映画と人とわたし by エノキダケイコ

映画は時代の空気や、世代の感覚を伝え続ける、面白くて大切な文化だと思います。KINENOTEとこのブログに、見た映画の感想を記録しています。

ルイス・ブニュエル監督「銀河」3056本目

毎月あれほどDVDをレンタルしていたのに、U-NEXTに加入してからもう何か月も一枚もレンタルしてない…そしたらTSUTAYAから「新作でも何でも5枚レンタル無料!」クーポンが来ました。そういうことならVODに入ってない作品を借りに行っちゃうぞ、ということで渋いのを5枚借りてきました。

この作品はジャケットが怪しいタロットのパッケージみたい。信心深さが若干疑わしい老院と若者が巡礼の旅をしている形をとっているけど、彼らが遭遇するできごとは”異端裁判ロードムービー”といったところです。

ルイス・ブニュエルって年がら年中ずっと宗教のことを考え続けてたのかな。でも重くない。この作品も他の作品も、みんなどこかユーモラス。ちょっと引き気味で広い室内全体を捕らえるカメラは、宗教色のうすい「欲望のあいまいな対象」とかみたいに、軽い。

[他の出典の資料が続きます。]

Issue #631, opened 2018-06-28
Add support for execution of ephemeral workflows.


gorzell:
We have a use case where we need to be able to submit a large/arbitrary number of different workflow definitions to be executed by Conductor.  I don't think that it makes sense to first add each of these definitions to the Metadata store in order to then execute at least once and quite possibly only once.  Instead I would like to add an API through which you can schedule a workflow execution by providing the definition directly, and that definition will only exist for that execution.  A side benefit is that this also has the potential to be really useful for testing.

## Design
I think that the best way to accomplish this is to modify the ExecutionService and supporting storage and execution classes to always contain the  WorkflowDefinition, rather than look it up from the Metadata service as it does today.

* Refactor WorflowId and Version into a WorkflowReference object to better express that they are always required as a pair.
* Refactor `Workflow` to contain a `WorkflowDefinition` and perhaps a `WorkflowReference`, although the reference would only be for tracking purposes and should never be used for a lookup.
* Persist the WorkflowDefinition as part of execution.
* Add an API for submitting a `WorkflowDefinition` to be scheduled for execution.

v1r3n:
@gorzell 
I think having ephemeral workflows have a merit and I can see more use cases for it.
The above design proposal makes sense.  However, few points:

* TaskDefs are also looked up at some point of time during execution.  Today some of the properties are looked up from TaskDefs, I think they should also be moved under WorkflowTask to WorkflowDefinition is self sufficient for such workflows.
* A possible enhancement could be to use this approach for all the workflows, where when submitting a workflow for execution, you could pass WorkflowDefinition or pre-defined workflow with name/version pair which is looked up to retrieve WorkflowDefinition and then used for execution.   This will make execution path streamlined.  The downside is that if the definition is changed - the running workflows will not get the updated definition and will have to be updated.

@cyzhao I think we have similar requirements too.

gorzell:
@v1r3n 
> A possible enhancement could be to use this approach for all the workflows

That is the approach I also think is best and have been working on, so I don't consider this an enhancement :-).  It is a bit complicated when considering backwards compatibility in the data objects and there is quite a bit of intermingled logic that needs to be sorted out.

I will take a look at the task defs.  I would generally think running workflows not having their definitions change is a feature rather than a downside, however I also realize that you all have some really long running flows.

cyzhao:
[...]

PR #716, opened 2018-08-12
Ephemeral workflows and tasks

josedab:
#### Current situation
At the moment, Conductor allows to execute workflows referencing to *{ workflow, task } definitions* stored as *metadata* in the system.
For example: a workflow execution that has a workflow definition associated and 10 custom tasks to run will imply:
- Creation of the 10 task definitions if they don't exist (assuming workflow task type `SIMPLE` for simplicity)
- Creation of the workflow definition
- Each time a definition needs to be retrieved, a call to db is performed.
In addition to that, the system allows current metadata that is in use to be altered, leading to possible inconsistencies/race conditions.

#### Ephemeral workflows and tasks support
Currently, we have use cases where we need to be able to submit a large/arbitrary number of different workflow definitions to be executed by Conductor.
As stated on issue https://github.com/Netflix/conductor/issues/631, adding first each of these definitions to the *Metadata store* in order to then execute them only once might be overkilling.

This PR adds to the current code the support of having workflow definitions embedded within the workflow execution *(ephemeral workflows)*.
We also thought it might be useful to have also *ephemeral tasks* (embedded task definition within the workflow task).

### Architectural changes and considerations
- At the moment, metadata definitions are fetched across the code. We thought, in order to 
keep the execution of a workflow consistent, to only fetch the metadata definitions 
at the beginning of a client request.
  - This concept of immutable definitions within a specific workflow execution led us 
  to refactor the code in order to not use `MetadataDAO` on `DeciderService`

キリスト教異端審判を描いたこの作品とかから見るルイス・ブニュエルって、「ライフ・オブ・ブライアン」や”まさかのときのスペイン宗教裁判”などのモンティ・パイソンと比べてみて、本当に神に背を向けてるように思えないんだよなぁ。モンティ・パイソンはアンチクライストでないにしろアンチキリスト教だと感じてしまう一方、ルイス・ブニュエルはアンアンチ聖書、アンチ教会だけど誰よりも信心深かったりするんじゃないか?いや、カトリックの国々で生まれ育ったブニュエル監督と、プロテスタントのパイソンズという違いなのかな。